=== Section Start ===
Issue #3303, opened 2022-03-11
non admin space manager can not list space members


wkloucek:
## Describe the bug

A non admin space manager (eg. Katherine from https://github.com/owncloud/ocis/pull/3297) can create a new space and add space members. But it can not see who is already a member of the space.

## Steps to reproduce

1. Log in as Katherine
2. Create a new space
3. add Albert to the space
4. refresh the page
5. See, that Katherine is the only member of the space
6. Login as Einstein
7. See, that you have the space where Katherine invited you
8. See, that Katherine is also a member in the space

## Expected behavior
Katherine should see that Albert is a member in the space

## Actual behavior
Katherine does not see that Albert is a member in the space

ScharfViktor:
I have another questions, is it correct that user with manager role can see another manager's project space and the personal spaces of other users?
Steps:
- Katherine with "Spacemanager" role creates project space "finance department"
- User1 from another department with "Spacemanager" role can see space "finance department" and public space Katherine. 

The good news is that User1 can't create files or see what's inside. He can only delete a space, but this is an existing issue https://github.com/owncloud/ocis/issues/3031

PR #3324, opened 2022-03-15
[tests-only]  ApiTest. added Spacemanager role to tests

ScharfViktor:
Previously, we used the admin role to create/change space. Now we have the Spacemanager role so I have changed some tests:

- added "Spacemanager" role to quota.feature
- splited "listSpaces.feature" and added "Spacemanager" role
- added tests to "changeSpace.feature" 

@pmaier1 before I create bug issue can you please check my cases table in code https://github.com/owncloud/ocis/pull/3324/files#diff-d239f57f83ba953c9bd7a0b6dac99e90770247371ac612bf6a2c6640b3e430e0R16-R24. It describes the behavior I expect

for example: participant-user with editor role can increase quota - I think it's bug

### DIFF
--- a/tests/acceptance/features/apiSpaces/changeSpaces.feature
+++ b/tests/acceptance/features/apiSpaces/changeSpaces.feature
@@ -1,30 +1,114 @@
 @api @skipOnOcV10
 Feature: Change data of space
-  As a user with admin rights
+  As an user-owner of the space or an user who is a participant with the role of manager or editor
   I want to be able to change the data of a created space (increase the quota, change name, etc.)
+  
+  system role:
+  | admin        |
+  | Spacemanager |
+  | user         |
+
+  sharing role:
+  | manager |
+  | editor  |
+  | viewer  |
+
+  Cases:
+  | user                                       | change spaceName | change description | change quota | set readme file | set space image |
+  | owner with the SpaceManager role           |        v         |          v         |      v       |       v        |        v        |
+  | participant-user with manager role         |        v         |          v         |      v       |       v        |        v        |
+  | participant-user with editor role          |        x         |          x         |      x       |       v        |        v        |
+  | participant-user with viewer role          |        x         |          x         |      x       |       x        |        x        |
+  | participant-SpaceManager with manager role |        v         |          v         |      v       |       v        |        v        |
+  | participant-SpaceManager with editor role  |        x         |          x         |      x       |       v        |        v        |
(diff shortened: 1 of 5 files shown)


ownclouders:
:boom: Acceptance test [<strong>localApiTests-apiSpaces-ocis</strong>](https://drone.owncloud.com/owncloud/ocis/9962/20/1) failed. Further test are cancelled...

pmaier1:
Thanks for pinging. I have some questions:
1. What is an "owner of a space" (also, what is `owner with the SpaceManager role`)? I don't think that this is defined conceptually.
2. I think the `participant-user with manager role` should **not** be able to `change quota`
3. I'm not sure whether we should use an "artificial" `Spacemanager` role in the tests. Rather we should test the individual permissions that the role consists of. Reasoning behind that is that we want to allow the roles to be customizable later. Some users might e.g., want to bind the permissions of the default `Spacemanager` to another role or have other individual compositions. I'd rather treat the `Spacemanager` as just an example.

pmaier1:
> participant-user with editor role can increase quota - I think it's bug

I agree. No space participant can change space quota unless they have a (user) role that carries the permission to do so.

ScharfViktor:
> Thanks for pinging. I have some questions:
> 
> 1. What is an "owner of a space" (also, what is `owner with the SpaceManager role`)? I don't think that this is defined conceptually.
> 2. I think the `participant-user with manager role` should **not** be able to `change quota`
> 3. I'm not sure whether we should use an "artificial" `Spacemanager` role in the tests. Rather we should test the individual permissions that the role consists of. Reasoning behind that is that we want to allow the roles to be customizable later. Some users might e.g., want to bind the permissions of the default `Spacemanager` to another role or have other individual compositions. I'd rather treat the `Spacemanager` as just an example.

Thanks for answer.
1. Owner - user who created the space (wording taken from response). Previosly only admin can create space, now it's possible for user with "SpaceManager" role.
2. Okay, I'll add this to the expected failures. Do I understand correctly that only the admin can change the quota? Permission to create a space is not enough to change the quota?
3. probably you are right, maybe I rushed it a little. @micbar how do you think, what should I do with the written tests? 
I thought we would use this role further, but if not then these tests are unnecessary. That's how I knew about the role https://github.com/owncloud/ocis/issues/3303

ScharfViktor:
close in favor https://github.com/owncloud/ocis/pull/3428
=== Section End ===
Task statement => What you should produce is an exact copy of the records above.

Exercise solution =>
Issue #3303, opened 2022-03-11
non admin space manager can not list space members


wkloucek:
## Describe the bug

A non admin space manager (eg. Katherine from https://github.com/owncloud/ocis/pull/3297) can create a new space and add space members. But it can not see who is already a member of the space.

## Steps to reproduce

1. Log in as Katherine
2. Create a new space
3. add Albert to the space
4. refresh the page
5. See, that Katherine is the only member of the space
6. Login as Einstein
7. See, that you have the space where Katherine invited you
8. See, that Katherine is also a member in the space

## Expected behavior
Katherine should see that Albert is a member in the space

## Actual behavior
Katherine does not see that Albert is a member in the space

ScharfViktor:
I have another questions, is it correct that user with manager role can see another manager's project space and the personal spaces of other users?
Steps:
- Katherine with "Spacemanager" role creates project space "finance department"
- User1 from another department with "Spacemanager" role can see space "finance department" and public space Katherine. 

The good news is that User1 can't create files or see what's inside. He can only delete a space, but this is an existing issue https://github.com/owncloud/ocis/issues/3031

PR #3324, opened 2022-03-15
[tests-only]  ApiTest. added Spacemanager role to tests

ScharfViktor:
Previously, we used the admin role to create/change space. Now we have the Spacemanager role so I have changed some tests:

- added "Spacemanager" role to quota.feature
- splited "listSpaces.feature" and added "Spacemanager" role
- added tests to "changeSpace.feature" 

@pmaier1 before I create bug issue can you please check my cases table in code https://github.com/owncloud/ocis/pull/3324/files#diff-d239f57f83ba953c9bd7a0b6dac99e90770247371ac612bf6a2c6640b3e430e0R16-R24. It describes the behavior I expect

for example: participant-user with editor role can increase quota - I think it's bug

### DIFF
--- a/tests/acceptance/features/apiSpaces/changeSpaces.feature
+++ b/tests/acceptance/features/apiSpaces/changeSpaces.feature
@@ -1,30 +1,114 @@
 @api @skipOnOcV10
 Feature: Change data of space
-  As a user with admin rights
+  As an user-owner of the space or an user who is a participant with the role of manager or editor
   I want to be able to change the data of a created space (increase the quota, change name, etc.)
+  
+  system role:
+  | admin        |
+  | Spacemanager |
+  | user         |
+
+  sharing role:
+  | manager |
+  | editor  |
+  | viewer  |
+
+  Cases:
+  | user                                       | change spaceName | change description | change quota | set readme file | set space image |
+  | owner with the SpaceManager role           |        v         |          v         |      v       |       v        |        v        |
+  | participant-user with manager role         |        v         |          v         |      v       |       v        |        v        |
+  | participant-user with editor role          |        x         |          x         |      x       |       v        |        v        |
+  | participant-user with viewer role          |        x         |          x         |      x       |       x        |        x        |
+  | participant-SpaceManager with manager role |        v         |          v         |      v       |       v        |        v        |
+  | participant-SpaceManager with editor role  |        x         |          x         |      x       |       v        |        v        |
(diff shortened: 1 of 5 files shown)


ownclouders:
:boom: Acceptance test [<strong>localApiTests-apiSpaces-ocis</strong>](https://drone.owncloud.com/owncloud/ocis/9962/20/1) failed. Further test are cancelled...

pmaier1:
Thanks for pinging. I have some questions:
1. What is an "owner of a space" (also, what is `owner with the SpaceManager role`)? I don't think that this is defined conceptually.
2. I think the `participant-user with manager role` should **not** be able to `change quota`
3. I'm not sure whether we should use an "artificial" `Spacemanager` role in the tests. Rather we should test the individual permissions that the role consists of. Reasoning behind that is that we want to allow the roles to be customizable later. Some users might e.g., want to bind the permissions of the default `Spacemanager` to another role or have other individual compositions. I'd rather treat the `Spacemanager` as just an example.

pmaier1:
> participant-user with editor role can increase quota - I think it's bug

I agree. No space participant can change space quota unless they have a (user) role that carries the permission to do so.

ScharfViktor:
> Thanks for pinging. I have some questions:
> 
> 1. What is an "owner of a space" (also, what is `owner with the SpaceManager role`)? I don't think that this is defined conceptually.
> 2. I think the `participant-user with manager role` should **not** be able to `change quota`
> 3. I'm not sure whether we should use an "artificial" `Spacemanager` role in the tests. Rather we should test the individual permissions that the role consists of. Reasoning behind that is that we want to allow the roles to be customizable later. Some users might e.g., want to bind the permissions of the default `Spacemanager` to another role or have other individual compositions. I'd rather treat the `Spacemanager` as just an example.

Thanks for answer.
1. Owner - user who created the space (wording taken from response). Previosly only admin can create space, now it's possible for user with "SpaceManager" role.
2. Okay, I'll add this to the expected failures. Do I understand correctly that only the admin can change the quota? Permission to create a space is not enough to change the quota?
3. probably you are right, maybe I rushed it a little. @micbar how do you think, what should I do with the written tests? 
I thought we would use this role further, but if not then these tests are unnecessary. That's how I knew about the role https://github.com/owncloud/ocis/issues/3303

ScharfViktor:
close in favor https://github.com/owncloud/ocis/pull/3428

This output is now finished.